Still, as both Boyd-Nelson and Adkison emphasized, their organizations are ready for that fight. These proposed rules governing gender-affirming care must be understood, like restrictions on providing abortion, as an attempt to narrow the conditions under which care can be lawfully provided. In abortion care, the direct parallel would be TRAP laws—or targeted regulation of abortion providers—which typically far exceed what is needed to safely provide care, by specifying the width of corridors or procedure rooms, or requiring clinics to be within a set distance from a hospital. Some mandate that providers have qualifications or affiliations that are not medically necessary. All of this has the effect of limiting who can provide and who can get an abortion.
Such restrictions on abortion and on gender-affirming care often originate with lawmakers who lack expertise on health care, who were prompted by Christian right groups who oppose such heath care as part of their effort to roll back rights for queer people, trans people, women, and all of the above. Ohio State Representative Gary Click, who first introduced the ban that became HB 68 and dubbed it the “Save Adolescents from Experimentation” bill, was approached in 2021 by the Christian right group Center for Christian Virtue. Founded in an Ohio church the 1980s, the Center for Christian Virtue has fought anti-discrimination protections for LGBTQ people at the city level, and headed the campaign for a constitutional amendment banning same-sex marriage in the state.

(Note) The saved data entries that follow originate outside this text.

PR #2679, opened 2018-09-05
Use String.pad_trailing to format ecto.migrations

aquarhead:
Decided to play around with the id a bit in a recent project, and I got this output via `mix ecto.migrations`:

```
  Status    Migration ID    Migration Name
--------------------------------------------------
  up        0  base_db
```

So made some changes to this task to better format both the "Status" and "Migration ID". 

Also applied `mix format` to this file

### DIFF
--- a/lib/mix/tasks/ecto.migrations.ex
+++ b/lib/mix/tasks/ecto.migrations.ex
@@ -34,33 +34,30 @@ defmodule Mix.Tasks.Ecto.Migrations do
   def run(args, migrations \\ &Ecto.Migrator.migrations/1, puts \\ &IO.puts/1) do
     repos = parse_repo(args)
 
-    result = Enum.map(repos, fn repo ->
-      ensure_repo(repo, args)
-      ensure_migrations_path(repo)
-      {:ok, pid, _} = ensure_started(repo, all: true)
+    format = fn x, n -> x |> to_string() |> String.pad_trailing(n) end
 
-      repo_status = migrations.(repo)
+    result =
+      Enum.map(repos, fn repo ->
+        ensure_repo(repo, args)
+        ensure_migrations_path(repo)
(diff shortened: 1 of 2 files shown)


lib/mix/tasks/ecto.migrations.ex
```diff
@@ -34,33 +34,30 @@ defmodule Mix.Tasks.Ecto.Migrations do
...
+        Repo: #{inspect(repo)}
 
-        "  #{status}      #{number}  #{description}"
-      end) <> "\n"
-    end)
+          Status    Migration ID    Migration Name
+        --------------------------------------------------
+        """ <>
+          Enum.map_join(repo_status, "\n", fn {status, number, description} ->
+            "  #{format.(status, 4)}      #{format.(number, 14)}  #{description}"
```
aquarhead: Actually I can just increase the numbers here and remove all manual whitespaces, not sure which is better.

lib/mix/tasks/ecto.migrations.ex
```diff
@@ -34,33 +34,30 @@ defmodule Mix.Tasks.Ecto.Migrations do
   def run(args, migrations \\ &Ecto.Migrator.migrations/1, puts \\ &IO.puts/1) do
     repos = parse_repo(args)
 
-    result = Enum.map(repos, fn repo ->
-      ensure_repo(repo, args)
-      ensure_migrations_path(repo)
-      {:ok, pid, _} = ensure_started(repo, all: true)
+    format = fn x, n -> x |> to_string() |> String.pad_trailing(n) end
```
josevalim: Let's move this to a private function instead of using an anonymous function.

josevalim:
Thanks @aquarhead! One tiny comment and we are good to go!

josevalim:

In line with the broader post-Obergefell strategy from the Christian right, CCV have stepped up attacks on trans rights and trans people generally. The group’s policy director, in a 2021 sermon at an Ohio megachurch, claimed that adults were coercing children into gender-affirming care. Representative Click has himself claimed that young people are “groomed in school and other places” into being trans. He has also spread misinformation about gender-affirming care and suicide risk, which he said he learned from CCV. “Representative Click actively chose to put forth legislation that will forcibly detransition all transgender minors in the state without talking to a single one,” said Cam Ogden, who is also one of his constituents. Ogden asked Click directly whether he had talked to any trans individuals when proposing this legislation. Click confirmed that he had not.
What has been made to look like a debate over health care provision to trans people is—and arguably was from the start—an attempt to make the rights of trans people debatable. “This is how they begin to roll back the progress that we’ve made,” said Boyd-Nelson from Equality Ohio. “And let’s be clear: we didn’t make all that much progress.”